TUMBAL PESUGIHAN (Part 1)


JEJAKMISTERI - Hidup didunia ini berbagai macam bentuk kehidupan, ada yang miskin dan tentunya ada yang kaya, kalau yang kaya sudah pasti enak tidak harus terlalu memikirkan untuk kebutuhan urusan perut sehari-hari.
Tapi bagi yang miskin, jangankan untuk yang lebih-lebih, hanya untuk perut sejengkal saja kadang kewalahan dalam mencarinya.

Karena kemiskinan itu pula, banyak manusia yang lemah imannya menempuh jalan sesat, rela mengorbankan orang yang ia sayangi, bahkan mengorbankan diri sendiri dijadikan tumbal untuk mendapatkan kekayaan secara instant. Lalu untuk apa harta berlimpah jika pada akhirnya diri sendiri yang dijadikan tumbal? Alasannya yang penting keluarga yang ia sayangi bahagia dan berkecukupan. Seperti halnya dalam kisah nyata berikut ini.

"Tang, aku dengar dari orang, katanya kamu pernah pesugihan ya? Antarin dong aku ke sana, aku mau juga, aku suntuk sekali, hidup susah terus" Suatu malam Rajib berbicara kepada Tatang, yang memang Rajib sengaja datang kerumah Tatang.

"Kata siapa aku pernah pesugihan jib? Kalau aku pernah pesugihan mungkin hidupku enggak susah begini'' Jawab Tatang dan balik bertanya kepada Rajib dengan kedua mata menjeling.

"Aku enggak bisa kasih tahu dari siapa tang, yang penting kamu kasih tahu saja dimana tempatnya, kalau kamu ndak bisa antar aku, karena aku mau coba, tolonglah tang, aku serius, aku capek hidup susah, anakku banyak tang, aku sudah berusaha bekerja apapun, tapi tetap saja hidupku susah, lalu bagaimana nasib anak-anakku kelak, mana sekarang istriku lagi hamil besar pula" demikian ucap Rajib memohon kepada Tatang agar memberitahukan dimana tempatnya.

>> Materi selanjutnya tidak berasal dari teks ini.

PR #8910, opened 2023-05-12
Expense: Add security check for tax form

Betree:
Resolve https://github.com/opencollective/opencollective/issues/6733

image

### DIFF
--- a/server/constants/tax-form.ts
+++ b/server/constants/tax-form.ts
@@ -10,10 +10,10 @@ export const TAX_FORM_IGNORED_EXPENSE_TYPES = [
   EXPENSE_TYPE.SETTLEMENT,
   EXPENSE_TYPE.FUNDING_REQUEST, // This one is a simplification, as foundation already collects the document in their process. See https://github.com/opencollective/opencollective/issues/4766
   EXPENSE_TYPE.GRANT, // This one is a simplification, as foundation already collects the document in their process. See https://github.com/opencollective/opencollective/issues/4766
-];
+] as const;
 export const TAX_FORM_IGNORED_EXPENSE_STATUSES = [
   EXPENSE_STATUS.ERROR,
   EXPENSE_STATUS.REJECTED,
   EXPENSE_STATUS.DRAFT,
   EXPENSE_STATUS.UNVERIFIED,
-];
+] as const;
--- a/server/graphql/loaders/expenses.ts
+++ b/server/graphql/loaders/expenses.ts
@@ -10,7 +10,6 @@ import { Activity } from '../../models/Activity';
 import Expense from '../../models/Expense';
 import { ExpenseAttachedFile } from '../../models/ExpenseAttachedFile';
 import { ExpenseItem } from '../../models/ExpenseItem';
-import { LEGAL_DOCUMENT_TYPE } from '../../models/LegalDocument';
 
 import { populateModelAssociations, sortResultsArray } from './helpers';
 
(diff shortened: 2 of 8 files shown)


server/graphql/loaders/expenses.ts
```diff
@@ -81,23 +81,13 @@ export const attachedFiles = (): DataLoader<number, ExpenseAttachedFile[]> => {
...
-/**
- * Loader for expense's requiredLegalDocuments.
- */
-export const requiredLegalDocuments = (): DataLoader<number, string[]> => {
-  return new DataLoader(async (expenseIds: number[]) => {
-    const expenseIdsPendingTaxForm = await queries.getTaxFormsRequiredForExpenses(expenseIds);
-    return expenseIds.map(id => (expenseIdsPendingTaxForm.has(id) ? [LEGAL_DOCUMENT_TYPE.US_TAX_FORM] : []));
-  });
-};
-
```
Betree, line 100: Both loaders were pretty much doing the same thing, I think it was a leftover from GraphQL v1. I unified them to leverage the full power of dataloaders caching.

server/graphql/v2/query/collection/ExpensesCollectionQuery.ts
```diff
@@ -53,10 +54,16 @@ const updateFilterConditionsForReadyToPay = async (where, include, host): Promis
...
-      const expensesIdsSubjectToTaxForm = expensesSubjectToTaxForm.map(expense => expense.id);
-      expensesIdsPendingTaxForms = await queries.getTaxFormsRequiredForExpenses(expensesIdsSubjectToTaxForm);
+      const expenseIds = expensesSubjectToTaxForm.map(expense => expense.id);
+      const requiredLegalDocs = await loaders.Expense.taxFormRequiredBeforePayment.loadMany(expenseIds);
+      for (let i = 0; i < requiredLegalDocs.length; i++) {
+        if (requiredLegalDocs[i]) {
+          expensesIdsPendingTaxForms.add(expenseIds[i]);
+        }
+      }
+
```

"Serius kamu jib mau pesugihan? apa kamu sanggup dengan syaratnya?
Karena tempat dimana aku pernah melakukan pesugihan itu syaratnya berat, harus menumbalkan orang-orang yang kita sayangi, seperti anak, istri, orang tua kita sendiri'', ucap Tatang panjang lebar menjelaskan segala syaratnya.

Mendengar penuturan Tatang sejenak Rajib terdiam, terlihat dari raut wajahnya ada keraguan.
Lalu Tatang berbicara lagi.

"Jib, sebaiknya tidak usah kamu lakukan itu, nanti kamu menyesal, karena aku sudah mencobanya dan aku sangat menyesal, beruntung sempat aku batalkan, kalau tidak?, Hmm entahlah sebesar apa dosa yang aku tanggung'', walau yaah akhirnya aku tetap harus mempertanggung jawabkannya''.

Demikian ucap Tatang sembari menghembuskan nafas berat, terlihat raut wajahnya sedih, seakan ia menyesali segala perbuatannya dimasa lalu.

"Begini aja tang, aku akan fikirkan dulu ya, tapi mintalah alamat tempat itu".
Ucap Rajib meminta alamat tempat pesugihan.
Singkat cerita, setelah mendapat alamatnya dari Tatang, Rajib permisi pulang.

Setibanya dirumah, Rajib berfikir keras, antara terus dengan tekatnya untuk melakukan pesugihan walau dengan syarat berat, atau mengikuti nasihat Tatang, yakni agar tidak melakukan pesugihan.

Kehidupan Rajib memang sangat memperihatinkan, hidup susah di daerah transmigrasi dengan anak lumayan banyak, saat itu anaknya sudah 7 orang dan saat itu istrinya tengah hamil besar pula anak ke 8.

Siang itu cuaca di desa itu sangat terik, sehingga terasa sangat menyengat di tubuh, maklum saat itu waktu menunjukkan jam 12 siang, sang mentari tengah berada tepat diatas kepala, Rajib memutuskan untuk istirahat di gubuknya yang berada ditengah ladang, kegiatan Rajib sehari-hari sama dengan warga desa lainnya, yaitu bertani diladang, hari itu Rajib tengah menyiangi rumput di kebunnya yang ia tanam jagung dan tidak lama lagi akan panen.

Di dalam gubuknya Rajib duduk istirahat sembari termenung berfikir keras dengan rencana melakukan pesugihan untuk merubah kehidupannya yang susah.
Hingga saat itu ia merasa yakin dan nekat dengan fikirannya, yakni akan melakukan pesugihan, walau segala resiko dan syaratnya berat.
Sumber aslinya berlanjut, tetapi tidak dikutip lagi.